Contrasts, Design Implications, and Recommendations
The study underscores a foundational design tension: maximum reliability (as delivered by minimal-parallel/1ooN systems) and maximum observability/self-diagnosis (as enabled by majority redundancy) are competing rather than strictly additive. The most reliable designs in terms of pure survival probability may not satisfy safety requirements under the SAE L4/L5 paradigm due to their diagnostic opacity. Thus, system designers must accept a degree of reliability penalty to realize architectures capable of internal fault detection, isolation, and recovery, eliminating the need for human fallback.
Architectural choice between single-ECU and multi-ECU, as well as sensor redundancy, must also be made in the context of cost and system complexity. The results show that within the 2oo3–2oo4 regime, increasing the number of MCUs (from 3 to 4) is more impactful for reliability than increasing sensor count (from 2 to 3), due in part to practical component failure rates and to the fact that sensor-level redundancy yields diminishing returns past a certain point.
Crucially, the analysis posits that 2oo4 architectures, despite their current under-utilization in automotive literature, should be prioritized for next-generation autonomous driving systems. This stance is partly contradictory to the prevailing industry focus on 2oo2/2oo3 architectures and demands new cost-benefit analyses in terms of both component overhead and safety gains.
Theoretical and Practical Implications—Pathways for Future Research
The reliability modeling framework presented enables direct, quantitative comparison of complex architectures, including parametric stress-testing (via λ selection) and evaluation of survival probabilities for arbitrary mission durations.
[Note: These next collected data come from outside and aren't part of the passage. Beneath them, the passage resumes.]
PR #145, opened 2020-06-28
diagnostic_aggregator: Fixed flaky test.

peci1:
discard_stale_not_published_test.py had an initial wait for /diagnostics topic and a subsequent wait for stale agg messages. If, however, the initial wait for /diagnostics took longer (e.g. high CPU utilization), it decreased the amount of time left to wait for stale messages. The fix makes these wait times independent.

Example build when the test failed: http://build.ros.org/job/Npr__diagnostics__ubuntu_focal_amd64/10


g-gemignani:
Thank you for your contribution!

PR #206, opened 2021-12-23
Introduce interface for supporting Site API Key

dukhovnyi:
1. Updated Core SDK dependency to 0.32.0
2. Introduced a new public interface for configuration SDK with Site API Key
3. Extended TestingApp with a switcher that can change authorization method (appToken or siteApiKey)

How to obtain [Site API Key](https://docs.glia.com/glia-support/docs/site-api-keys)

### DIFF
--- a/GliaWidgets/Configuration.swift
+++ b/GliaWidgets/Configuration.swift
@@ -1,3 +1,5 @@
+import SalemoveSDK
+
 /// Glia's environment. Use the one that our account manager has assigned to you.
 public enum Environment {
     /// Europe
@@ -7,14 +9,14 @@ public enum Environment {
     /// Beta environment. For development use.
     case beta
 
-    var url: String {
+    var region: Salemove.Region {
         switch self {
-        case .europe:
-            return "https://api.salemove.eu"
         case .usa:
-            return "https://api.salemove.com"
+            return .us
+        case .europe:
+            return .eu
         case .beta:
-            return "https://api.beta.salemove.com/"
+            return .custom(URL(string: "https://api.beta.salemove.com/")!)
         }
     }
 }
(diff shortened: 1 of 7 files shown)


GliaWidgets/Glia.swift
```diff
@@ -59,9 +126,9 @@ public class Glia {
     ///   - sceneProvider: Used to provide `UIWindowScene` to the framework. Defaults to the first active foreground scene.
     ///
     /// - throws:
-    ///   - `ConfigurationError.invalidSite`
-    ///   - `ConfigurationError.invalidEnvironment`
-    ///   - `ConfigurationError.invalidAppToken`
+    ///   - `SalemoveSDK.ConfigurationError.invalidSite`
+    ///   - `SalemoveSDK.ConfigurationError.invalidEnvironment`
+    ///   - `SalemoveSDK.ConfigurationError.invalidAppToken`
```
kuldar-daniel, line 131: I think it can also throw SalemoveSDK.invalidSiteApiKey & perhaps even SalemoveSDK.invalidRegionEndpoint? (same comment for other start method)

dukhovnyi: you are right - fixed in 0a19888

kuldar-daniel (approved):

GliaWidgets/Configuration.swift
```diff
@@ -7,26 +9,35 @@ public enum Environment {
...
+        } else {
+            return ""
+        }
+    }
     /// Deprecated.
     /// The current provided api token
     @available(*, deprecated, message: "Api token is not supported.")
     public let apiToken: String = ""
+
+    public let authorizationMethod: AuthorizationMethod
```
igorkravchenko, line 40: I suppose this needs to have documentation as well.

igorkravchenko (approved):
Looks good. Left one comment regarding documentation.

GliaWidgets/Configuration.swift
dukhovnyi: fixed - 7e6540f52dd9be35c623a4f2b0b34c922e67d49d

PR #207, opened 2022-01-03
Add SwiftPackage support

dukhovnyi:
https://glia.atlassian.net/browse/MUIC-642


GliaWidgets/BundleManaging/BundleManaging.swift
```diff
@@ -0,0 +1,15 @@
+import Foundation
+
+struct BundleManaging {
```
igorkravchenko, line 3: I would add documentation here stating why we introduce this struct, because this approach may be foreign to some of the maintainers.

igorkravchenko: Good move by the way 🙌

igorkravchenko (approved):
Looks good. Added suggestion regarding documentation.

GliaWidgets/BundleManaging/BundleManaging.swift
```diff
@@ -0,0 +1,15 @@
+import Foundation
+
```
kuldar-daniel, line 2: Would you not prefer the name BundleToken as SwiftGen uses?

kuldar-daniel (approved):

Package.swift
```diff
@@ -48,9 +76,14 @@ let package = Package(
             name: "GliaWidgetsSDK",
             dependencies: [
                 "SalemoveSDK",
-                "GliaWidgets",
+                "ReactiveSwift",
```
gersonnoboa, line 79: I think that we should explicitly mention this in our docs that integrators have the possibility to use these dependencies. As we rarely update these dependencies versions so maybe even the version would be useful and it shouldn't be a pain to maintain. Also, do they need to do something to use their own version of the same dependency without any issues? Both previous versions and more recent versions.

gersonnoboa (approved):
I think it woul

PR #212, opened 2022-01-17
Multiple dialogs

kuldar-daniel:


GliaWidgets/Coordinator/Engagement/EngagementViewModel.swift
```diff
@@ -0,0 +1,268 @@
...
+                engagementDelegate?(
+                    .alert(.unexpectedError)
+                )
+            }
+        default:
+            engagementDelegate?(
+                .alert(.unexpectedError)
+            )
+        }
+    }
```
dukhovnyi, line 257: perhaps we could improve this two switches and use only one like this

The analysis highlights the necessity of joint optimization over architecture, failure rates (which can be controlled by targeted hardware selection and qualification), and redundancy thresholds.
Going forward, several lines of research are explicitly warranted:
- Diagnosis-augmented parallel systems: There is potential, via auxiliary diagnostic hardware/software, to endow pure parallel (1ooN) systems with sufficient self-checking to narrow the reliability-diagnosis gap.
- Inclusion of repair/recovery rates: The current Markov model is strictly degrading; future extensions to include repair/standby modes (with associated Kolmogorov equations) will enable joint analysis of availability/fail-operational lifetime in dynamic operational contexts.
- System-level importance and risk analysis: Extension of the modeling to address minimal cut-sets, component importance scaling, and risk prioritization is necessary for cost-constrained design under ISO 26262 and similar standards.
- Resilience to dependent failures: Robustness to common-cause failures and cascading events, especially in multi-ECU systems, should inform sensor/ECU allocation and physical separation.
- Architectural heterogeneity and diversity: Engineering diversity (e.g., different sensor/MCU vendors, disparate software stacks) improves resilience in ways not captured by simple redundancy modeling, and should be formalized.
Conclusion
This paper delivers a rigorous Markovian framework for evaluating the time-dependent reliability of sensor/MCU architectures in automated driving systems, revealing the central trade-offs between structural redundancy, parallelism, and self-diagnosis. The numerical results support the adoption of 2oo4 architectures for mission-critical fail-operational requirements, in contrast to the prevalent preference for 2oo3. The modeling approach and empirical insights provide a robust foundation for future system design, optimization, and standardization efforts in automotive autonomy.